Appellants rely for a reversal of this case on 8869, C. M. Digest, which is as follows:
"The county boards of education shall have power to dissolve any school district now established or which may hereafter be established in its county, and attach the territory thereof, in whole or in part, to an adjoining district or districts, whenever a majority of the electors residing in such district shall petition the court so to do."
This is 1 of the act of April 1, 1895. Construing this section in the case of Hughes v. Robuck, 119 Ark. 592,179 S.W. 163, this court held that county boards of education have the authority to dissolve special as well as common school districts, with the limitation that such action shall not impair the obligation of contracts. And it was further held in that case that it was not necessary for the petitioners to designate the district to which the dissolved territory should be attached.
But there is another section, 8949, of the Digest relating to this subject, the last sentence of which reads as follows: "The county board shall annex contiguous territory to single school districts, under the provisions of this act, when a majority of the legal voters of said territory and the board of directors of said single district shall ask, by petition, that the same shall be done."
These two sections are not in conflict. The first confers the authority upon the county board, and the next provides the procedure by which the authority conferred upon the county board may be exercised when territory of a common school district is proposed to be annexed to a single or special school district. In McCray v. Cox, 105 Ark. 47, 150 S.W. 152, this court held that the county court is authorized to annex contiguous territory *Page 1019 to a single school district when a majority of the legal voters of said territory and the board of directors of a single school district request it so to do. School Districts 14 and 58 v. Henderson, 146 Ark. 338, 226 S.W. 517.

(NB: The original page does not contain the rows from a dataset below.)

PR #194, opened 2021-12-16
TF: Add stack to manage UoM administration access

reisingerf:


brainstorm (approved):
Not too keen on yet another IAM user (thinking about AWS SecurityHub rightfully complaining) but the alternatives are worse/suboptimal. LGTM & thanks Florian!

reisingerf:
SecurityHub should not complain (I added the user to an IAM group), but I agree, not ideal.
I thought about onboarding Jen on our Google Workspace, but that is similarly sub-optimal.
Let's hope AWS can come up with a better solution.

PR #201, opened 2022-02-17
Update production version of umccrise on ica from 2.0.0 to 2.0.1--3.9.3

alexiswl:
- [x] Waiting on merge of #200

### DIFF
--- a/terraform/stacks/umccr_data_portal/workflow/main.tf
+++ b/terraform/stacks/umccr_data_portal/workflow/main.tf
@@ -329,7 +329,7 @@ locals {
 
   umccrise_wfl_version = {
     dev = "2.0.0--3.9.3"
-    prod = "2.0.0--3.9.3--5d22f74"
+    prod = "2.0.1--3.9.3--092ccf4"
   }
 
   umccrise_wfl_input = {


scwatts (approved):

victorskl:
Linking related upstreams:
- https://github.com/umccr/umccrise/pull/83
- https://github.com/umccr/cwl-ica/pull/78

victorskl (approved):
I reckon, we are ok to backport this into current Sokoke release (i.e. going hot into PROD); since it contains a fix. Otherwise, we can schedule with Korat (couple more weeks, eta). Pls advice workflow-wise. Happy to apply terraform accordingly.

alexiswl:
@scwatts I think hotfix is the way to go here right? We'd want to rerun those samples that failed umccrise in prod right?

ohofmann:
Don't think we have to re-run prod other than to show that it worked.

scwatts:
I'd prefer backporting into the Sokoke release to be sure that the problem identified in prod is resolved rather than waiting a couple of weeks. I don't think we need to rerun all of those samples though - Umccrise is running on ICA as essentially a proof of concept at the moment to uncover these types of problems. Maybe rerunning one or two of the previously failed samples would be a good demonstration though since I'm unsure when more top-up samples would be coming through.

victorskl:
Thanks all for chime in. @alexiswl Please kindly merge and, I will then apply it to PROD; and run the most recent failed `SBJ01560` to determine it works.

This court has never held that territory of common school districts may be annexed to a single or special school district without the consent of the board of directors of the special school district.
It is therefore the opinion of this court that a common school district can only be dissolved and its territory annexed to a special school district when both a majority of the electors residing in the common school district and the board of directors of the special school districts shall jointly petition the county board so to do. The judgment of the circuit court is therefore correct, and it is accordingly affirmed.